***** DATA IN THIS EXERCISE *****
PR #64, opened 2022-01-05
refactor: address oustanding comments on PR #61

tylerslaton:
# Summary
Fixing a number of issues left over on PR #61 

# Fixes
* Pin specific kind version for e2e action
* Address various small code structure changes
* Update Makefile to be more idiomatic
* Remove recursive Makefile calls
* Update test-e2e and the action that calls it to use Ginkgo
* Move `kubeclient.Update()` call into Eventually handler

### DIFF
--- a/.github/workflows/e2e.yaml
+++ b/.github/workflows/e2e.yaml
@@ -16,12 +16,16 @@ jobs:
       with:
         go-version: '~1.17'
     - name: Install kind
+      env:
+        KIND_VERSION: v0.11.1
+        KIND_OS: kind-linux-amd64
       run: |
-        curl -sLo kind "$(curl -sL https://api.github.com/repos/kubernetes-sigs/kind/releases/latest | jq -r '[.assets[] | select(.name == "kind-linux-amd64")] | first | .browser_download_url')"
+        curl -sLo kind "https://github.com/kubernetes-sigs/kind/releases/download/${KIND_VERSION}/${KIND_OS}"
         chmod +x kind
         sudo mv kind /bin/
     - name: Create kind cluster
       run: |
+        kind version
         kind create cluster
         kind export kubeconfig
     - name: Run e2e tests
--- a/Makefile
+++ b/Makefile
@@ -6,9 +6,11 @@ PKG := $(ORG)/combo
 VERSION_PATH := $(PKG)/pkg/version
 GIT_COMMIT := $(shell git rev-parse HEAD)
 DEFAULT_VERSION := v0.0.1
-CONTROLLER_GEN=$(Q)go run sigs.k8s.io/controller-tools/cmd/controller-gen
+CONTROLLER_GEN := $(Q)go run sigs.k8s.io/controller-tools/cmd/controller-gen
 GO_BUILD := $(Q)go build
-PKGS = $(shell go list ./...)
+PKGS := $(shell go list ./...)
+COMBO_VERSION := $(shell git describe || echo $(DEFAULT_VERSION))
+
 
 # Binary build options
 KUBERNETES_VERSION=v0.22.2
@@ -62,22 +64,22 @@ lint: ## Run golangci-lint
 verify: tidy generate format lint ## Verify the current code generation and lint
 	git diff --exit-code
 
-COMBO_VERSION=$(shell git describe || echo $(DEFAULT_VERSION))
-BUILD_FLAGS=CGO_ENABLED=0
 VERSION_FLAGS=-ldflags "-X $(VERSION_PATH).GitCommit=$(GIT_COMMIT) -X $(VERSION_PATH).ComboVersion=$(COMBO_VERSION) -X $(VERSION_PATH).KubernetesVersion=$(KUBERNETES_VERSION)"
-build-cli: ## Build the CLI binary. Speciy VERSION_PATH, GIT_COMMIT, or KUBERNETES_VERSION to change the binary version.
-	$(Q) $(BUILD_FLAGS) go build $(VERSION_FLAGS) -o ./bin/combo
+build-cli: ## Build the CLI binary. Specify VERSION_PATH, GIT_COMMIT, or KUBERNETES_VERSION to change the binary version. You may also specify BUILD_OS and BUILD_ARCH to change the build's binary. 
+	$(Q) CGO_ENABLED=0 GOOS=$(BUILD_OS) GOARCH=$(BUILD_ARCH) go build $(VERSION_FLAGS) -o ./bin/combo
 
 build-container: ## Build the Combo container. Accepts IMAGE_REPO and IMAGE_TAG overrides.
 	docker build . -f Dockerfile -t $(IMAGE)
 
+build-local-container: BUILD_OS=linux
+build-local-container: BUILD_ARCH=amd64
 build-local-container: build-cli ## Build the Combo container from the Dockerfile.local to speed compile time up. Accepts IMAGE_REPO and IMAGE_TAG overrides.
 	docker build . -f Dockerfile.local -t $(IMAGE)
 
 ################
 # Test Targets #
 ################
-.PHONY: test test-unit test-local test-e2e
+.PHONY: test test-unit test-e2e
 
 test: test-unit test-e2e ## Run both the unit and e2e tests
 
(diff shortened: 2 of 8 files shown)


.github/workflows/e2e.yaml
```diff
@@ -17,12 +17,17 @@ jobs:
...
         sudo mv kind /bin/
     - name: Create kind cluster
       run: |
+        kind version
         kind create cluster
         kind export kubeconfig
+    - name: Install Ginkgo
+      run: |
+        go get github.com/onsi/ginkgo/ginkgo@v1.16.4
+        go install github.com/onsi/ginkgo/ginkgo@v1.16.4
```
timflannagan, line 31: Should we add these to tools.go instead?

.github/workflows/e2e.yaml
```diff
@@ -17,12 +17,17 @@ jobs:
         go-version: '~1.17'
     - name: Install kind
       run: |
-        curl -sLo kind "$(curl -sL https://api.github.com/repos/kubernetes-sigs/kind/releases/latest | jq -r '[.assets[] | select(.name == "kind-linux-amd64")] | first | .browser_download_url')"
+        curl -sLo kind "$(curl -sL https://api.github.com/repos/kubernetes-sigs/kind/releases/43733955 | jq -r '[.assets[] | select(.name == "kind-linux-amd64")] | first | .browser_download_url')"
```
timflannagan, line 20: Can we avoid using a magic number (commit? psuedotag?) and instead use a environment variable to track the kind version we want to install:

```
- name: Install kind
  env:
    KIND_VERSION: v0.11.1
  run: |
    curl -sLo kind "$(curl -sL https://github.com/kubernetes-sigs/kind/releases/download/${KIND_VERSION} | jq ...)"
```

.github/workflows/e2e.yaml
tylerslaton: Yeah, that does make more sense now that you point it out.

Makefile
```diff
@@ -62,16 +63,15 @@ lint: ## Run golangci-lint
...
 build-cli: ## Build the CLI binary. Speciy VERSION_PATH, GIT_COMMIT, or KUBERNETES_VERSION to change the binary version.
-	$(Q) $(BUILD_FLAGS) go build $(VERSION_FLAGS) -o ./bin/combo
+	$(Q) CGO_ENABLED=0 go build $(VERSION_FLAGS) -o ./bin/combo
 
 build-container: ## Build the Combo container. Accepts IMAGE_REPO and IMAGE_TAG overrides.
 	docker build . -f Dockerfile -t $(IMAGE)
 
-build-local-container: build-cli ## Build the Combo container from the Dockerfile.local to speed compile time up. Accepts IMAGE_REPO and IMAGE_TAG overrides.
+build-local-container: ## Build the Combo container from the Dockerfile.local to speed compile time up. Accepts IMAGE_REPO and IMAGE_TAG overrides.
+	$(Q) CGO_ENABLED=0 GOOS=linux GOARCH=amd64 go build $(VERSION_FLAGS) -o ./bin/combo
```
timflannagan, line 74: It looks like we can just use the `build-cli` target as a prerequisite to this target to avoid skew between dev and CI builds.

Makefile
```diff
@@ -86,29 +86,29 @@ test-unit: ## Run the unit tests
 	$(Q)go test -count=1 -short $(UNIT_TEST_DIRS)
 
 test-e2e: ## Run the e2e tests
-	$(Q)go test -count=1 ./test/e2e
+	ginkgo test ./test/e2e
```
timflannagan, line 89:
```suggestion
	ginkgo run ./test/e2e
```

Makefile
```diff
@@ -86,29 +86,29 @@ test-unit: ## Run the unit tests
...
+
+IMAGE_LOAD_COMMAND=kind load docker-image
+load-image: ## Load-image loads the currently constructed image onto the cluster
+	$(IMAGE_LOAD_COMMAND) $(IMAGE)
+
 deploy: generate ## Deploy the Combo operator to the current cluster
 	kubectl apply --recursive -f manifests
 
+deploy-local: generate ## Deploy the Combo operator to the current cluster
+	kubectl apply --recursive -f manifests
```
timflannagan, line 104: What's the difference between the deploy and deploy-local targets?

tylerslaton: Looks like some left over debugging statement, remove it now.

Makefile
tylerslaton: What do you think of this approach?

```make
VERSION_FLAGS=-ldflags "-X $(VERSION_PATH).GitCommit=$(GIT_COMMIT) -X $(VERSION_PATH).ComboVersion=$(COMBO_VERSION) -X $(VERSION_PATH).KubernetesVersion=$(KUBERNETES_VERSION)"
build-cli: ## Build the CLI binary. Specify VERSION_PATH, GIT_COMMIT, or KUBERNETES_VERSION to change the binary version. You may also specify BUILD_OS and BUILD_ARCH to change the build's binary. 
	$(Q) CGO_ENABLED=0 GOOS=$(BUILD_OS) GOARCH=$(BUILD_ARCH) go build $(VERSION_FLAGS) -o ./bin/combo

build-container: ## Build the Combo container. Accepts IMAGE_REPO and IMAGE_TAG overrides.
	docker build . -f Dockerfile -t $(IMAGE)

build-local-container: BUILD_OS=linux
build-local-container: BUILD_ARCH=amd64
build-local-container: build-cli ## Build the Combo container from the Dockerfile.local to speed compile time up. Accepts IMAGE_REPO and IMAGE_TAG overrides.
	docker build . -f Dockerfile.local -t $(IMAGE)
```

awgreene (approved):
Nice work @tylerslaton, approved.

.github/workflows/e2e.yaml
```diff
@@ -16,13 +16,19 @@ jobs:
...
+        curl -sLo kind "https://github.com/kubernetes-sigs/kind/releases/download/${KIND_VERSION}/${KIND_OS}"
         chmod +x kind
         sudo mv kind /bin/
     - name: Create kind cluster
       run: |
+        kind version
         kind create cluster
         kind export kubeconfig
+    - name: Install Ginkgo
+      run: go install github.com/onsi/ginkgo/ginkgo@v1.16.4
```
timflannagan, line 32: It looks like this got added to the tools.go, so this should be necessary anymore?

Makefile
```diff
@@ -1,14 +1,15 @@
 ###########################
 # Configuration Variables #
 ###########################
-ORG := github.com/operator-framework
-PKG := $(ORG)/combo
+PKG := $(shell head -n 1 go.mod | awk '{print $$2}')
```
timflannagan, line 4: I don't think it's worth parsing the go.mod to pull out the repository package. If we had to change the repository name, it's not the end of the world having to change any hardcoded assumptions throughout the codebase in multiple places.

Makefile
```diff
@@ -1,14 +1,15 @@
...
 VERSION_PATH := $(PKG)/pkg/version
 GIT_COMMIT := $(shell git rev-parse HEAD)
 DEFAULT_VERSION := v0.0.1
-CONTROLLER_GEN=$(Q)go run sigs.k8s.io/controller-tools/cmd/controller-gen
+CONTROLLER_GEN := $(Q)go run sigs.k8s.io/controller-tools/cmd/controller-gen
 GO_BUILD := $(Q)go build
-PKGS = $(shell go list ./...)
+PKGS := $(shell go list ./...)
+COMBO_VERSION := $(shell git describe || echo $(DEFAULT_VERSION))
```
timflannagan, line 11: I think `git describe` output would be sufficient without falling back to another variable that increases maintenance over time. We don't have to tackle fixing this in this PR though.

test/e2e/controller_test.go
```diff
@@ -137,19 +140,19 @@ var _ = Describe("Combination controller", func() {
...
 		})
 
-		It("should have the combo.ReferencedTemplate label correctly applied on the combination", func() {
+		It("should have the ReferencedTemplate label correctly applied on the combination", func() {
 			Eventually(func(g Gomega) error {
 				var retrievedCombination v1alpha1.Combination
 				err := kubeclient.Get(ctx, types.NamespacedName{Name: validCombinationCRCopy.Name}, &retrievedCombination)
 
-				g.Expect(retrievedCombination.Labels).To(HaveKeyWithValue("combo.ReferencedTemplate", validTemplateCRCopy.Name))
+				g.Expect(retrievedCombination.Labels).To(HaveKeyWithValue(controller.ReferencedTemplateLabel, validTemplateCRCopy.Name))
```
timflannagan, line 152: nit: I'd personally like to avoid mixing gomega (or testify) assertions within an Eventually block, and just handle the error (or whatever check we're interested in performing) directly using conditional checks and appropriately returning.

tools.go
```diff
@@ -5,5 +5,6 @@ package tools
 
 import (
 	_ "github.com/golangci/golangci-lint/cmd/golangci-lint" // Better linting
-	_ "sigs.k8s.io/controller-tools/cmd/controller-gen"     // Generate deepcopy, conversion, and CRDs
+	_ "github.com/onsi/ginkgo/ginkgo@v1.16.4"
```
timflannagan, line 8:
```suggestion
	_ "github.com/onsi/ginkgo/ginkgo"
```

timflannagan (commented):
I think this is largely read to go - only blocking comment is around the ginkgo entry in tools.go.

.github/workflows/e2e.yaml
tylerslaton: Just tested this now and it this line appears necessary to install the Ginkgo CLI used in `make test-e2e`.

timflannagan: I think that's because we can't use the path@version syntax in tools.go like we can with go get/go install, so we need to remove any direct versioning through tools.go, and instead handle any version requirements through the root go.mod.

Makefile
```diff
@@ -86,29 +87,26 @@ test-unit: ## Run the unit tests
 	$(Q)go test -count=1 -short $(UNIT_TEST_DIRS)
 
 test-e2e: ## Run the e2e tests
-	$(Q)go test -count=1 ./test/e2e
```
timflannagan, line 89: I realize this probably needs to be something like `go run github.com/onsi/ginkgo/ginkgo ...` or using a $(GINKGO) variable that runs that command, and updating it here to use the variable.

tylerslaton: Ah, yep that was the missing piece!

timflannagan (approved):

Makefile
tylerslaton: @njhale do you have an opinion on this particular piece?

Makefile
tylerslaton: Let's get this PR through and talk about what we want in a release. Once we get the first release/tag out I'm comfortable removing this line but without it our combo version breaks

PR #66, opened 2022-01-07
refactor(controller): remove ReferencedTemplate label to be more idiomatic

tylerslaton:
# Summary
As was suggested in a recent demo of Combo, a controller adding labels to resources that it did not create is not entirely idiomatic. The original intent behind this change was to optimize the number of iterations that needed to occur when finding combinations relevant to a Template; However, this now seems to not be of much use.

As a result, this PR removes the code that adds and tests for the label.

### DIFF
--- a/pkg/controller/combo_controller.go
+++ b/pkg/controller/combo_controller.go
@@ -9,10 +9,8 @@ import (
 	"github.com/go-logr/logr"
 	"github.com/operator-framework/combo/api/v1alpha1"
 	metav1 "k8s.io/apimachinery/pkg/apis/meta/v1"
-	"k8s.io/apimachinery/pkg/labels"
 	"k8s.io/apimachinery/pkg/types"
 	"k8s.io/apimachinery/pkg/util/errors"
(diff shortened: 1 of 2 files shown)


timflannagan (approved):

pkg/controller/combo_controller.go
```diff
@@ -57,32 +55,24 @@ func (c *combinationController) mapTemplateToCombinations(template client.Object
...
-				Name:      combination.Name,
-				Namespace: template.GetNamespace(),
-			},
-		})
+		if combination.Spec.Template == templateName {
+			c.log.Info(fmt.Sprintf("enqueueing %s combination in response to associated %s template being updated", combination.Name, templateName))
+			requests = append(requests, reconcile.Request{
+				NamespacedName: types.NamespacedName{
+					Name:      combination.Name,
+					Namespace: template.GetNamespace(),
```
awgreene, line 72: Non-blocking nit: This is always `""`.

awgreene (approved):
Great work and nice turnaround!
/approve

PR #68, opened 2022-01-07
refactor(makefile): remove DEFAULT_VERSION variable

tylerslaton:


awgreene (approved):
Nice work!

timflannagan (approved):
Nice cleanup - I think we can drop the `--match` here with this repository over time.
*****
Which of the lines above carry the string "opened"? Copy every one.

PR #64, opened 2022-01-05
PR #66, opened 2022-01-07
PR #68, opened 2022-01-07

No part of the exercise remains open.